* [What is needed]
Pick every line out of the entries below that has the string "flows", and copy it.
++++ Supplied data
PR #20, opened 2024-06-20
Update CODEOWNERS

neatudarius:
Noticed that only Steve was required as  codeowner due to wrong syntax in the file.

### DIFF
--- a/.github/CODEOWNERS
+++ b/.github/CODEOWNERS
@@ -1,5 +1,3 @@
 # Codeowners for reviews on PRs
 
-*       @camio
-*       @neatudarius
-*       @steve-downey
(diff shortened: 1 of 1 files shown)


.github/CODEOWNERS
```diff
@@ -1,5 +1,3 @@
 # Codeowners for reviews on PRs
 
-*       @camio
-*       @neatudarius
-*       @steve-downey
+*       @camio, @neatudarius, @steve-downey
```
neatudarius, line 3:
```suggestion
*       @camio @neatudarius @steve-downey
```

steve-downey (approved):
LGTM

Issue #16, opened 2024-06-19
Apply and document the minimum C++ Standard needed to compile Beman.Optional26


neatudarius:
Apply and document the minimum C++ Standard needed to compile Beman.Optional26

- [x] Experimental set of compilers and C++ standards 
- [x] Update docs

neatudarius:
Implemented in #23 and #26 .

Issue #11, opened 2024-06-13
Improve CI and local flows


neatudarius:
Linters should be checked and run on CI.

I propose to add linters for C++, shell and Markdown.

- [x] Linters should be checked and run on CI
- [x] Linters can be checked and run on local system, using the same scripts from CI.
- [x] Build and runt tests should be pulled into a generic script, which can be used in CI and local flows.

neatudarius:
WIP PR https://github.com/beman-project/Optional26/pull/26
++++++++
* [Your response]
Improve CI and local flows
- [x] Build and runt tests should be pulled into a generic script, which can be used in CI and local flows.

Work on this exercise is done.